Sem perder a ternura

O amor é aquilo que fica escondido no vão dos dias, atrás da fumaça escura do cinismo. O amor é o antídoto. A sua expressão física, o beijo, o gozo, é a cura. 

Como você trata aqueles que ama? Qual seu estado emocional basal? Em casa, com amigos, com familiares, no mundo onde a formalidade fica pendurada no cabide, como é que se porta? Quer extravasar todas as tensões do dia em que você tem afeto garantido? Já reparou que irmãos treinam a agressividade uns com os outros? Até filhotinhos de cão ou gato fazem isso! Treinar em casa o rugido que será dado no mundo é normal - e olha que esse rugido é, por vezes, dado só em casa mesmo. 

Falo da construção do bem-estar, da solidez dos laços amorosos e afetivos, da graça que pode envolver os dias. Há que se trabalhar para que tais coisas deixem de ser ideias para virarem rotina. É possível evitar que as notícias ruins ganhem atenção imediata, enquanto os prazeres são todos postergados. 

O nosso olhar pode ver o mundo que quiser, mesmo sem fantasiar nada. É o olhar que vai perceber a beleza de uma flor e registrar a peculiaridade de ela ter nascido no concreto. Sentir a beleza, guardar em saber, isso é o esforço dos segundos, dos minutos, das horas, da vida. 

Vivemos em um mundo que gasta trezentas vezes mais com armamento bélico do que em educação.

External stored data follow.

Issue #3502, opened 2020-08-17
Query parameters required attribute not set properly


varjasz:
Migrating from 2.9.2 to 3.0.0 and query parameters required attribute value is not set properly.

In the following Kotlin code the String? type represents a nullable parameter

```
@GetMapping
fun dummyOperation(@ApiParam("Dummy description") @RequestParam("dummyParam") dummyParam: String?) = "dummy response"

```
and in version 2.9.2 it is working properly, the swagger-ui not showing the parameter is required,
but in version 3.0.0 it shows as a required parameter (which is wrong)

I have to add @RequestParam( **required = false** ) to show it optional, but it is a redundant information, because Kotlin String? is an optional type.

Here is the decompiled Java bytecode, in the case you are not familiar with Kotlin:
```
@GetMapping
@NotNull
public String dummyOperation(@ApiParam("Dummy description") @RequestParam(value = "dummyParam") @Nullable String dummyParam) {
      return "dummy response";
   }

```

benwarfield-usds:
Probably the same issue, with a plain-java example: `@RequestParam Optional<String> filterReason` will show as a required query-string parameter, rather than as optional.

didiez:
Same problem here, using java8 `Optional`:
```
@GetMapping
public List<Event> events(@RequestParam Optional<Integer> year)
```
Is it possible to configure the param `required` flag globally based on the param type? It could work for us as a workaround in the meantime.

PR #3700, opened 2021-01-12
Fix Optional parameter detection

didiez:
#### What's this PR do/fix?
The parameter should be resolved as `required=false` when using `java.util.Optional`.
There are no unit tests.
In this commit https://github.com/springfox/springfox/commit/980379d1a042cc93594dcaf57036680924423654 there was a change from `java.util.Optional` to `com.google.common.base.Optional`. Both should be supported
#3502


didiez:
The issue is still there. This simple PR (1 line) would fix it.

PR #3720, opened 2021-02-02
fix @schema -> nullable not take effect in property

EdisonXllllll:
fix @schema -> nullable not take effect in property

### DIFF
--- a/oas-contract-tests/src/main/java/springfox/test/contract/oas/model/User.java
+++ b/oas-contract-tests/src/main/java/springfox/test/contract/oas/model/User.java
@@ -175,7 +175,7 @@ public class User {
    *
    * @return email
    */
-  @io.swagger.v3.oas.annotations.media.Schema(example = "john@email.com", description = "")
+  @io.swagger.v3.oas.annotations.media.Schema(example = "john@email.com", description = "", nullable = true)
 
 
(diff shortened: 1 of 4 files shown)


oas-contract-tests/src/main/java/springfox/test/contract/oas/model/User.java
```diff
@@ -175,7 +175,7 @@ public User email(String email) {
    *
    * @return email
    */
-  @io.swagger.v3.oas.annotations.media.Schema(example = "john@email.com", description = "")
+  @io.swagger.v3.oas.annotations.media.Schema(example = "john@email.com", description = "", nullable = true)
```
aimiebell, line 178: I detect that this code is problematic. According to the [Bad practice (BAD_PRACTICE)](https://spotbugs.readthedocs.io/en/stable/bugDescriptions.html#bad-practice-bad-practice), [Nm: Method names should start with a lower case letter (NM_METHOD_NAMING_CONVENTION)](https://spotbugs.readthedocs.io/en/stable/bugDescriptions.html#nm-method-names-should-start-with-a-lower-case-letter-nm-method-naming-convention).
Methods should be verbs, in mixed case with the first letter lowercase, with the first letter of each internal word capitalized.

Issue #3224, opened 2020-01-05
[Question - How to debug?] Swagger Recursively resolving dependencies for type X (Infinite loop)


terryBaz:
- [x] What version of the library are you using? latest version 2.9.2
- [x] What kind of issue is this? Question.

We wanted to use Swagger for an existing Spring-boot project ( > 70 model, > 250 endpoint) and we run into an issue where the application does not start and it enters in an infinite loop while setting up Swagger.

- Log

Neste mundo cruel, o amor é a revolução e estamos precisando de soldados

Dito isso, parece que estou convocando todos para o mundo do idílio amoroso, da alienação vertiginosa da paixão, da epifania dos prazeres do corpo levado às últimas consequências.  Não é isso. Nem tampouco faço uma elegia ao hedonismo. A gentileza e a ternura são o alvo dos meus pensamentos. Educação é uma palavra fundamental, mas pode ser gelada. 

Claro que a vertigem amorosa é uma meta. Todos deveriam experimentá-la. Mas o amor com sabor de fruta mordida, esse é o amor tranquilo. O amor por nós, por nossa vida, por quem queremos bem e por perto. Expressar isso nos detalhes pode prescindir de cenas espetaculares. 

Os dias são a vida. Os dias são os momentos - eles é que importam. Viver cada um deles de modo coerente com nossas prioridades e anseios é a questão. Ou estamos avançando ou nos afastando dos nosso ideais. Em cada gesto, em cada palavra dita ou deixada por dizer.


Nota de Tânia Durão: quero me alistar nesse exército para me tornar um soldado do amor. Sustento o meu amor próprio. Quero continuar sendo uma pessoa gentil, que distribui afeto, mesmo nos dias de aridez. Ainda bem que Leo Jaime pensa como eu.